How to prove $\sin(1/x)$ is not uniformly continuous

How do I go about proving $f(x)=\sin(1/x)$ is not uniformly continuous?

(Or: different question, but same intention* how do I prove that $x\sin(x)$ is not uniformly continuous)

*I'm trying to grasp how one would prove $f$ is not uniformly continuous for functions other than the simple $x^n$. I have seen one technique being to set an $\epsilon$ and set $x, y$ in the form of $\delta$ (e.g. $\delta/2$, etc.) then subsequently proving that $f(x)-f(y)\ge\epsilon$

Solution 1:

Ultimately a very brief solution could be given to this problem, but I decided to write in some detail how you might approach it.

You want to negate the following: $$\forall \varepsilon>0,\exists\delta>0,\forall x,y, |x-y|<\delta\implies|f(x)-f(y)|<\varepsilon.$$

You can write out what that negation is rather mechanically, swapping universal and existential quantifiers, until you finally negate the implication by ensuring that $|x-y|<\delta$ and $|f(x)-f(y)|\geq \varepsilon$. See here for a discussion of dissecting analysis problems like this by Tim Gowers.

That is, you want to prove:

$$\exists \varepsilon>0,\forall\delta>0,\exists x,y,\text{ such that } |x-y|<\delta\text{ and }|f(x)-f(y)|\geq\varepsilon.$$

Before giving the final argument, it is a good idea to experiment in a "backwards" fashion; think about where you want to end up and how you can get there. Roughly, the conclusion "$|x-y|<\delta\text{ and }|f(x)-f(y)|\geq\varepsilon$" will be saying that $x$ and $y$ will be close while $f(x)$ and $f(y)$ will stay a distance $\varepsilon$ away. The property of $\sin(1/x)$ that allows this to happen is that it oscillates like crazy between $1$ and $-1$ over smaller and smaller intervals of $x$ values. So there will be "nearby" $x$ and $y$ such that $f(x)=-1$ and $f(y)=1$. The distance between the function values here is $2$, while the distance between the input values can be arbitrarily small.
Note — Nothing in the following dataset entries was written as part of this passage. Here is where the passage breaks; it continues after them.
PR #388, opened 2022-06-08
FabricAdapters: Add Status State and Health

gtmills:
Partially fix SW551681. This adds additional, pretty standard Redfish properties:
...
"Status": {
"Health": "OK",
"State": "Enabled"
}

These properties were already out on D-Bus some of the time. (@manojkiraneda could explain why we didn't have Status all the time.)
Did not do a default Status Health/State.

FabricAdapters isn't upstream today but we should get it in upstream and
this could follow.

Still need to figure out how to do LocationIndicatorActive (not in https://redfish.dmtf.org/schemas/FabricAdapter.v1_3_0.json so would have to be OEM)

Tested: Saw these properties and ran the validator.

### DIFF
--- a/redfish-core/lib/FabricAdapters.hpp
+++ b/redfish-core/lib/FabricAdapters.hpp
@@ -1,5 +1,7 @@
 #pragma once
 
+#include "led.hpp"
+
 #include <utils/collection.hpp>
 #include <utils/json_utils.hpp>
 #include <utils/name_utils.hpp>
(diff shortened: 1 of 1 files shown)


gtmills:
```
            else if (interface == "xyz.openbmc_project.Association.Definitions")
            {
                getLocationIndicatorActive(aResp, objPath);
            }
```
doesn't work because 
https://redfish.dmtf.org/schemas/FabricAdapter.v1_3_0.json doesn't have LocationIndicatorActive. We will have to implement as Oem. 
```
ERROR - LocationIndicatorActive not defined in schema FabricAdapter.v1_2_0 (check version, spelling and casing)
```

aahmed-2 (approved):
lgtm

PR #389, opened 2022-06-09
Link from PCIe Device to PCIe Slot

patelabhishek9893:
This commit allows us to associate the PCIe device with PCIe Slot.
PCIe Slot doesn't have an individual route path, which provides a unique
association with the PCIe device. As a solution, bmcweb includes a stander
route path with all PCIe Slot information, and based on Device naming
information users are able to determine which slot it is. 

Tested:
curl -k -H "X-Auth-Token: $bmc_token" -X GET https://${BMC_IP}/redfish/v1/Systems/system/PCIeDevices/motherboard_disk_backplane0_nvme2_dp0_drive2
{
"@odata.id": ["/redfish/v1/Systems/system/PCIeDevices/motherboard_disk_backplane0_nvme2_dp0_drive2"],
"Id": "motherboard_disk_backplane0_nvme2_dp0_drive2",
"Links": { "Oem": { "IBM": { "PCIeSlot": {
"@odata.id": ["/redfish/v1/Chassis/chassis/PCIeSlots"]
} } } }
...
...
}


redfish-core/lib/pcie.hpp
```diff
@@ -474,6 +474,9 @@ inline void requestRoutesSystemPCIeDevice(App& app)
                                  device},
                             {"Name", "PCIe Device"},
                             {"Id", device}};
+                        asyncResp->res.jsonValue["Links"]["Oem"]["IBM"]
+                                                ["PCIeSlot"]["@odata.id"] =
+                            ("/redfish/v1/Chassis/chassis/PCIeSlots");
```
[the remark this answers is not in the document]
aahmed-2: +1

redfish-core/lib/pcie.hpp
```diff
@@ -423,188 +423,193 @@ inline void requestRoutesSystemPCIeDeviceCollection(App& app)
...
-                                    *property;
-                            }
-                        }
+            asyncResp->res.jsonValue = {
+                {"@odata.type", "#PCIeDevice.v1_9_0.PCIeDevice"},
+                {"@odata.id",
+                 "/redfish/v1/Systems/system/PCIeDevices/" + device},
+                {"Name", "PCIe Device"},
+                {"Id", device}};
+            std::vector<std::string> splitText;
```
patelabhishek9893, line 468: @gtmills @aahmed-2  main code is 468 to 488 Line

this diff shows a long change because I need `std::string& path = std::get<1>(it->second);` this path on line 437 line. 
And that is why I created a new method because changing line gives more indent. that makes it hard to read

redfish-core/lib/pcie.hpp
```diff
@@ -423,188 +423,193 @@ inline void requestRoutesSystemPCIeDeviceCollection(App& app)
...
+            boost::split(splitText, path, [](char c) { return c == '/'; });
+            auto it = std::find_if(splitText.begin(), splitText.end(),
+                                   [](const std::string& data) {
+                                       return data.find("chassis") !=
```
aahmed-2, line 472: Would it be better to match on "Chassis" and then take the child? 
I know the mex drawer can have PCIeSlots as well and what happens if the name for the mex drawer doesn't have "chassis" substring in it?

gtmills (approved):
Should revisit later

PR #391, opened 2022-06-10
Map PCIeSlot path with PCIeDevice

patelabhishek9893:
This commit allows us to retrieve the PCIeSlot path from the PCIeDevice.
The old code was trying to retrieve the PCIe device name from the dbus path.
That functionality gets disabled because one of the patches updates the PCIe Device naming mechanism.

Tested:
```
curl -k -H 'X-Auth-Token: $bmc_token' -X GET https://${BMC_IP}/redfish/v1/Systems/system/PCIeDevices/motherboard_disk_backplane0_nvme2_dp0_drive2

{
"@odata.id": ["/redfish/v1/Systems/system/PCIeDevices/motherboard_disk_backplane0_nvme2_dp0_drive2"](https://rain118bmc.aus.stglabs.ibm.com:18080/redfish/v1/Systems/system/PCIeDevices/motherboard_disk_backplane0_nvme2_dp0_drive2),
"Id": "motherboard_disk_backplane0_nvme2_dp0_drive2",
"Manufacturer": "",
"Name": "NVMe Drive",
"Oem": {
"@odata.type": "#OemPCIeDevice.Oem",
"IBM": {
"@odata.type": "#OemPCIeDevice.IBM",
"LinkReset": false
}
},
...
...
}
```

### DIFF
--- a/redfish-core/lib/pcie.hpp
+++ b/redfish-core/lib/pcie.hpp
@@ -47,46 +47,37 @@ std::map<PCIeDevice, std::pair<ServiceName, PCIeDevicePath>>
     mapOfPcieDevicePaths;
 
 static inline void
-    getPCIeDeviceList(const std::shared_ptr<bmcweb::AsyncResp>& asyncResp,
-                      const std::string& name)
+    retrievePCIeDeviceList(const std::shared_ptr<bmcweb::AsyncResp>& asyncResp)
 {
-    auto getPCIeMapCallback = [asyncResp,
-                               name](const boost::system::error_code ec,
-                                     const MapperGetSubTreeResponse& subTree) {
-        if (ec)
-        {
-            BMCWEB_LOG_DEBUG << "no PCIe device paths found ec: "
-                             << ec.message();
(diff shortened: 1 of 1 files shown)


sbteeks (commented):
The change looks good. Please make sure all properties corresponding to the Device are listed. 
I also think that **mapOfPcieDevicePaths** is stale or not updated when a Device info is requested before making a Rest API call to the collection of devices. It is better if we update that map every time a request is made to display Device info.

gtmills (approved):

patelabhishek9893:
> The change looks good. Please make sure all properties corresponding to the Device are listed. I also think that **mapOfPcieDevicePaths** is stale or not updated when a Device info is requested before making a Rest API call to the collection of devices. It is better if we update that map every time a request is made to display Device info.

**mapOfPcieDevicePaths** has to get updated every time before we try to retrieve PCIe-related data or PCIe data into system data.

So this commits updates **mapOfPcieDevicePaths** every time. before calling the API information.

sbteeks (approved):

This leads to the conclusion that $\varepsilon = 2$ will be a sufficient choice.

Next, with $\varepsilon$ fixed at $2$, and $\delta>0$ arbitrary but fixed, you need to show that there are $x$ and $y$ with $|x-y|<\delta$ and $|f(x)-f(y)|\geq 2$. As indicated above, the last part can be achieved by ensuring that $f(x)=-1$ and $f(y)=1$. For what $x$ and $y$ is it true that $\sin(1/x)=-1$ and $\sin(1/y)=1$? Use what you know about the sine function to answer this question (I'll leave this to you). Notice that the choices of such $x$ and $y$ get arbitrarily close to $0$, and in particular you can choose such $x$ and $y$ with $0<x,y<\delta$, which implies that $|x-y|<\delta$.

Largely the same approach applies to $x\sin(x)$, except that its reason for not being uniformly continuous changes. Now the problem is where $x$ gets very large, and the rate of oscillation doesn't change, but the amplitude does. A hint is to consider the function values at $x=2\pi n$ and $y=2\pi n + c$, where $c>0$ is "small", as $n$ goes to infinity.

Solution 2:

Choose two sequences $T_n = \frac{1}{n}$ and $S_n = \frac{1}{n+\pi}$. Their difference goes to zero, as $n$ goes to infinity. But $|f(S_n)-f(T_n)|=2|\cos n|$. Thus, can't find sigma for any epsilon greater than zero (from definition).